遠くから馬の蹄の音がする。気のせいかと思ったが、徐々に近づいてくる音はリリー以外も気が付いたようで、義母はリリーの体を抱きしめてその場に伏せた。窓から覗かれても見えないように隠しているのだろう。
「黒馬だ」
窓を覗き込んだフィリップが呟いた。
その言葉に反応したリリーは、義母の腕を振り払って扉に向かって走り出す。
迎えが来た。探しに来てくれた。勢い良く扉を開けば、まだ少し遠いが黒馬に乗った誰かが此方に向かって走ってくる。
「トーマス!」
「リリー!」
リリーを引き留めようとしたフィリップの手が届くより先に、リリーは家を飛び出して男の名を叫んだ。
馬に乗っていた男もリリーの姿に気付き、家の前で馬を止めた。
「見つけた…!」
汗と埃に塗れたトーマスが、ほっとした顔で馬から降りてリリーの体を抱きしめる。どれだけの間探してくれていたのだろう。荒い呼吸を繰り返しながら何度もリリーの名を繰り返し、痛い程力強く抱きしめる腕は、確かにトーマスだった。
「約束の場所にいるんじゃなかったのか」
「色々あって…」
「森を抜けた先の家だけでは分からんぞ。何軒あると思ってるんだ」
熱い抱擁を交わす男女を見つめる四人は、ぽかんと口を開いて固まっている。それに気付いたトーマスは、気まずそうな顔をしてそっとリリーから離れた。
「幼馴染家族と、義母です」
「義母?育ての母か?死んだと聞いているが…」
「それも色々ありまして…」
何から説明しよう。困った顔を義母に向けると、同じように困り顔の義母は早くお入りなさいと二人を促した。

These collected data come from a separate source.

PR #81, opened 2024-01-15
implement custom errors

AdeosunDeji:


SleepAPI:
The commit doesn't seem entirely correct. It looks like you squashed the last two commits on your fork.
That would be the first commit you made, which we merged to develop last time and then this new change.

Then you opened a pull request for that squashed commit which means the pull request now has a commit that says it's authored by both of us, since you squashed the commit that I merged last, but this commit is all you. 
What also now happens is the commit on this PR includes all the changes you already made and merged last time.

You might need to re-fork or reset your fork to the latest develop. Sleep API develop has received some commits since you last contributed so your fork is also out of date by a few commits.

backend/src/utils/pokemon-utils/pokemon-utils.ts
```diff
@@ -1,10 +1,11 @@
+import { ProgrammingError } from '../../domain/error/programming/programming-error';
 import { OPTIMAL_POKEDEX, Pokemon } from '../../domain/pokemon/pokemon';
 import { getBerriesForFilter } from '../berry-utils/berry-utils';
 
 export function getPokemonForName(name: string): Pokemon {
   const pokemon = OPTIMAL_POKEDEX.find((pokemon) => pokemon.name === name);
   if (!pokemon) {
-    throw new Error(`Programmer error: Can't find Pokemon coming from DB with name ${name}`);
+    throw new ProgrammingError(`Programmer error: Can't find Pokemon coming from DB with name ${name}`);
```
SleepAPI, line 8: In this specific case we don't have to mention twice that it's a programmer error, so we can just throw:
```typescript
throw new ProgrammingError(`Can't find Pokemon coming from DB with name ${name}`);
```

backend/src/domain/error/route/route-error.ts
SleepAPI, line 1: Once you update your fork you'll notice that the `queryAsMandatoryNumber` function in `routing-utils.ts` has been removed and thus this RouteError is also not needed anymore. I believe that was the only place you were throwing RouteError.

SleepAPI (changes requested):
Left a few small comments regarding the error replacement, but for the most part it looks great. As mentioned by my previous comment there seems to be some squash issue with the commit itself and also the fork is out-of-date.

PR #82, opened 2024-01-15
feat: implementing custom errors

AdeosunDeji:


AdeosunDeji:
Looks like something is wrong. I don't know what is

SleepAPI (approved):
Looks great! 

The reason the build complained was because the errors you replaced was mainly for untested code. Therefore it complains that we shouldn't add new untested code. But seeing as this was already not tested and you just replaced the error type thrown I won't require you to implement new tests, that's technical debt outside this task.

Thanks for this, this is a great contribution and you grasped the task perfectly @AdeosunDeji

AdeosunDeji:
Thanks for your guidance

狭い家は七人も入れば窮屈で仕方無いが、家の主であるハリーはトーマスが乗って来た馬をどうするかという方が頭を悩ませるらしい。
「目立ちすぎるなあ…」
走り回っていた黒馬は疲れているのか、ぶるると鼻を鳴らして動く様子は無い。家の外に生えている草を食む様子を眺めながら、トーマスは小さく笑った。
「すまない、隠しておいてくれ」
「じゃあ…隣の裏庭に」
困り顔のハリーはフィリップと共に黒馬の手綱を引っ張る。なかなか動いてくれない馬に苦戦している姿に知らぬふりをして、残りの五人は家の中へと入って行った。
◆◆◆
沢山話をした。義母には城での生活がどのようなものだったか話して聞かせ、トーマスには城に行くまでの生活を話した。
聞かされた二人は、エラの横暴に眉を顰め、リリーを憐れんだ。
「やっぱり一緒に帰りましょう?いくら王子様でも、王太子であるお兄様とその妻であるエラから守り切れるとは思えないもの」
じとりとトーマスを睨んだ義母は、娘を守るようにしっかりとリリーの体を抱きしめる。取り返そうとするトーマスの手を叩き落とし、威嚇する様に鼻を鳴らすのだが、相手は王子様だという事を忘れているのだろうか。
「ご安心を、ルメジャン伯爵夫人。あの女は必ずや追い出しますので」
「追い出す?あの子を?追い出せるのですか?この国の王太子妃ですのに!」
「リリーの代わりにあの女を連れ帰れば良い。貴方の娘なのでしょう?」
にたりと笑ったトーマスは、偉そうにふんぞり返りながら義母を睨む。さてどうしようと困っているリリーは、口を挟めないマージと目が合ったが「助けて」と視線で訴えてもふるふると首を横に振られて終わってしまった。
「妹に王太子妃の仕事を押し付けるような女が未来の王妃?笑わせる。そう育ててしまったのは貴方では?」
「それは…」
「親だと言うのなら、貴方が責任を取るべきではないだろうか。血の繋がらない娘であっても、そのように大事に抱え込む人なのだから出来るだろう」
冷たく義母を睨むと、トーマスはそっとリリーの手を取る。体は抱きしめられていて引き剥がせないが、手は自由だった。
「トーマス様、お義母様に意地悪を言わないでください。私の恩人ですよ」
「ん、分かった」
「お義母様、苦しいわ」
「あ…ごめんなさい」
漸く離れてくれたと息を吐き、リリーはトーマスと義母の顔を交互に見る。二人共一緒に帰ろうと言ってくれるのは嬉しいのだが、義母と共に国を出るつもりは無いし、トーマスに守られながら城で生活するのは嫌だ。いつまでも続くものではないし、エラを追い出してやらなければ安心して暮らせない。
「ちょっと考えがあるの」
「何をするんだ?」
「色々です。協力してくださいな」
にっこりと微笑んだリリーを前に、その場の誰もが首を傾げた。